Directed self-assembly (DSA) shows considerable promise as a cost-effective manufacturing technique for advanced sub-20 nm patterning. Along with continued progress, the patterning process requires advances in both CD metrology and high-speed characterization of DSA defectivity. This work is a report on the study of Mueller matrix spectroscopic ellipsometry (MMSE) scatterometry measurements of 28 nm pitch DSA line/space patterns consisting of polystyrene-block- polymethylmethacrylate (PS-b-PMMA) block copolymer sample fabricated using a chemical epitaxy process. Generalized ellipsometric data (all 16 Mueller elements) is collected over a spectral range from 245 to 1700 nm for various different pre-pattern pitch/guide strip combinations created by modulating the pre-pattern photoresist CD. Scatterometry is used to evaluate and calculate the CD, line shapes, and thicknesses of the plasma developed PS patterns (PMMA removed). Likewise, spectral comparisons based on anisotropy and depolarization are used to determine the DSA pattern defectivity. CD-SEM metrology and imaging is also conducted as a comparative metric for scatterometry. The sensitivity of MMSE to pre-pattern pitch and pitch multiplication on PS line CD and defectivity is demonstrated. Slight imperfections in the line/space pattern as well as fingerprint like patterns (undirected assembly) can be distinguished from aligned patterns using MMSE scatterometry.
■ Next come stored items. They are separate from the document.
PR #355, opened 2018-08-25
Fix build without an external ocamlformat_support

avsm:
The new internal library name is `format_`, so use it in the library build instead of referencing `ocamlformat_support`.

With this changeset, ocamlformat successfully builds in an [embedded dune monorepo](http://www.dra27.uk/blog/platform/2018/08/15/dune-vendoring.html) with no external dependencies!


ocamlformat.opam
```diff
@@ -7,7 +7,7 @@ dev-repo: "https://github.com/ocaml-ppx/ocamlformat.git"
 license: "MIT"
 build: [
   ["tools/gen_version.sh" "src/Version.ml" version] {pinned}
-  ["dune" "build" "-p" "ocamlformat_support,ocamlformat" "-j" jobs]
+  ["dune" "build" "-p" "ocamlformat" "-j" jobs]
```
jberdine: s/"ocamlformat"/name/ now that you've unhacked it

PR #356, opened 2018-08-26
Improve: install man-page and track content of ocamlformat --help

hhugo:


samoht:
opam is generating and installing its man page from --help here: https://github.com/ocaml/opam/blob/master/doc/Makefile#L30-L41

Makefile
```diff
@@ -22,7 +22,7 @@ setup: dune-workspace
 
 .PHONY: exe
 exe: setup
-	dune build _build/dev/src/ocamlformat.exe _build/release/src/ocamlformat.exe
+	dune build _build/dev/src/ocamlformat.exe _build/release/src/ocamlformat.exe _build/release/src/ocamlformat-help.txt
```
jberdine: I'm not sure this should be added to the `exe` target. What about adding a `man` or `doc` or something target, and adding that target to `default`?

src/dune
```diff
@@ -20,6 +20,17 @@ let preprocess =
  %s
  (libraries cmdliner ocamlformat_support import ocaml-migrate-parsetree unix))
 
+(rule
+  (targets ocamlformat.1)
+  (deps ocamlformat.exe)
+  (action (with-stdout-to %%{targets} (run ./ocamlformat.exe --help=groff))))
+
+(rule
+  (targets ocamlformat-help.txt)
```
jberdine: Will dune flip its shit if this is `../ocamlformat-help.txt` so that the docs aren't in the source dir?

hhugo: `../ocamlformat-help.txt` will probably not work. but we can move that rule to the parent directory.

hhugo:
@jberdine, what do you think about merging this one first before the other PRs touching the Conf.ml ?

hhugo:
I do not know. @diml ? is it possible ?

Size matters in overlay measurement

We report an analysis of measurements of overlay targets fabricated in a single lithography step in a resist film. With patterns printed in a single step the expected result is zero, providing a rare opportunity to qualify the measurement error completely. Our results allow validation of a complete model for this error, which includes precision and TIS terms that vary as 1/√L, where L is the total pattern length in each target. Removing the precision and TIS effects shows that the remaining errors, which are usually undetectable, also vary as 1/√L. This residual error is very small (0.1nm or less) for the very large targets normally used in scanner qualification, but exceed the ITRS goals for overlay measurement uncertainty in traditional image-based overlay targets smaller than 25x25μm. As the industry drives towards smaller overlay targets it is important to consider the impact on complete measurement uncertainty, and to maximize the information content of each target. We show that acceptable uncertainty in 10x10μm targets is possible using targets patterned with dense gratings that can be measured by both diffraction and imaging tools.
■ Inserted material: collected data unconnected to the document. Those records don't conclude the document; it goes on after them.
Issue #361, opened 2018-08-27
Follow XDG for global config files


samoht:
[XDG](https://standards.freedesktop.org/basedir-spec/basedir-spec-latest.html) is becoming the standard to store configuration files (and it's followed by dune :p). The specs says the global config file should be something like: `./config/<toolname>/file`

samoht:
Basically XDG states that the proliferation of global dot files are annoying, and should all be moved to a `~/.config/` subdir instead. So yes, with XDG `~/.ocamlformat` will have to move to `~/.config/ocamlformat/config` or ~/.config/ocaml/ocamlformat.config` or something like that.

jberdine:
I agree with the basic motivation behind XDG. The part I'm unsure of in the context of ocamlformat is that its configuration is intimately tied source code much more than individual users, at least in the use cases I know of. In particular, the ocamlformat configuration needs to be kept in sync with the source code via source control. I was actually thinking before about how to ensure that no configuration is used that is outside the source control repo.

hhugo:
I kind of agree with @jberdine. Not reading configuration outside the "project" seems right. I even wonder if ocamlformat should simply be disabled if no `.ocamlformat` is found in the project.

samoht:
>  I even wonder if ocamlformat should simply be disabled if no .ocamlformat is found in the project.

I think that's too strict. Most project will just use the "default" formating style, which IMHO needs to be a bit redesigned. The goal of ocamlformat should be to allow the different styles of the community to converge to an "acceptable" default, not to have every project using a different style.

hhugo:
Note, that project can still use whatever default by having an empty `.ocamlformat` in their project.
I agree with the goal of convergence, but in practice, I do not use ocamlformat at home because all code bases I touch (and most often don't own) have different style and I don't want Emacs to reformat entire files on save.

jberdine:
(Note that unless it has changed, adding an empty `.ocamlformat` file just passes the config from the parent through, rather than sets options to defaults.)

I agree that the eventual goal is for the community to converge on a (few) common styles, maybe even one, with a "default" that people who are not overly picky about syntax can get along with. I think the intent is for the config files to move to just specifying one of the umbrella styles, perhaps with a few exceptions. But I don't understand how this is connected to the question of whether to read formatting configuration from within the source tree. It seems that, as something that if changed, changes the source, the formatter config needs to be part of the source tree.

[...]

PR #365, opened 2018-08-28
Improve: Follow XDG for global config files

gpetiot:
Should fix issue #361  @samoht


gpetiot:
Strange failure of the CI, does not seem to be caused by this commit though (no $XDG_CONFIG_HOME/ocamlformat/.ocamlformat by default ?).

samoht:
Maybe `XDG_CONFIG_HOME` is not defined in the environment of the CI?

Also, I think XDG states that the config file should be in a subdir, e.g. `~/.config/ocamlformat/<filename>`.

src/Conf.ml
```diff
@@ -893,9 +897,21 @@ let kind_of fname =
...
+let update_using_xdg =
+  try
+    let filename =
+      Filename.concat
+        (Caml.Sys.getenv "XDG_CONFIG_HOME")
+        "ocamlformat/.ocamlformat"
+    in
+    read_config ~filename ~parents:false
+  with
+  | Caml.Not_found | Not_found_s _ -> Fn.id
```
jberdine: It looks like this code is intentionally reading the env only once at the beginning. Could you make this clearer using `Staged`.

src/Conf.ml
```diff
@@ -296,8 +296,10 @@ let info =
          the processed file."
     ; `P
         "(*) .ocamlformat files in current and all ancestor directories \
-         for each input file are used, with more distant ancestors having \
-         lower priority." ]
+         for each input file are used, as well as the global .ocamlformat \
+         file defined in $(b,\\$XDG_CONFIG_HOME/ocamlformat). The global \
```
jberdine: filename out of sync with code

gpetiot: I suppose the global .ocamlformat file is placed in the directory $XDG_CONFIG_HOME/ocamlformat so the doc looks ok to me. Do you want to rename it ?

jberdine: Ok, I thought the doc was giving the filename rather than the directory name. Either is fine, but my impression is that files under $XDG_CONFIG_HOME are often named differently than when in $HOME, in particular without a leading `.`. I don't have any strong feeling, just think we should follow convention.

src/Conf.ml
```diff
@@ -893,9 +897,20 @@ let kind_of fname =
...
   | _ -> !kind
 
+let update_using_xdg =
+  match Caml.Sys.getenv_opt "XDG_CONFIG_HOME" with
+  | Some xdg_config_home ->
+      let filename =
+        Filename.concat xdg_config_home "ocamlformat/.ocamlformat"
+      in
+      Staged.stage (fun conf -> read_config ~filename ~parents:false conf)
+  | None -> Staged.stage (fun conf -> conf)
```
jberdine: @gpetiot how about like this?

gpetiot: Better of course. Did not know `Staged`, guess I did not use it the best way :)

jberdine:
This looks good to me, I only have the question of whether the conventional thing to do is to read `$XDG_CONFIG_HOME/ocamlformat/.ocamlformat` of something else such as `$XDG_CONFIG_HOME/ocamlformat/config`?

gpetiot:
I did not see any name convention in the XDG spec doc. It is said:

> There is a single base directory relative to which user-specific configuration files should be written. This directory is defined by the environment variable $XDG_CONFIG_HOME.

> $XDG_CONFIG_HOME defines the base directory relative to which user specific configuration files should be stored.

I don't see how it can hurt to keep the name `.ocamlformat` in this directory.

Mueller matrix optical scatterometry of Si fins patterned using directed self-assembly block copolymer line arrays

Directed self-assembly (DSA) based block copolymer (BCP) lithography shows promise as a cost-effective manufacturing technique for advanced sub-20 nm patterning. Characterization of types of defects and their levels in the sub-20 nm DSA patterns is a challenge for the current state-of-the-art metrology. Scatterometry has the capability of measuring important feature dimensions of DSA structures quickly and non-destructively at multiple steps in the process. This work is a report on the use of Mueller matrix spectroscopic ellipsometry (MMSE) based measurements of 28 nm pitch Si fins fabricated from DSA line patterns consisting of polystyrene-block-polymethylmethacrylate (PS-b-PMMA) fabricated using a chemical epitaxy process. A regression-based (inverse-problem) scatterometry approach was used to calculate the CD, line shapes, and thickness of the developed Si fin patterns. Sensitivity of MMSE to defectivity and line edge roughness (LER) in Si fin samples is discussed. At DSA dimensions the characterization of LER is crucial due to increase in the ratio between LER and target line width. HR-XRD and SEM imaging is also conducted as a comparative metric for scatterometry. This paper emphasizes the effectiveness of MMSE based scatterometry as a technique for optical characterization of Si fins fabricated with DSA lithography.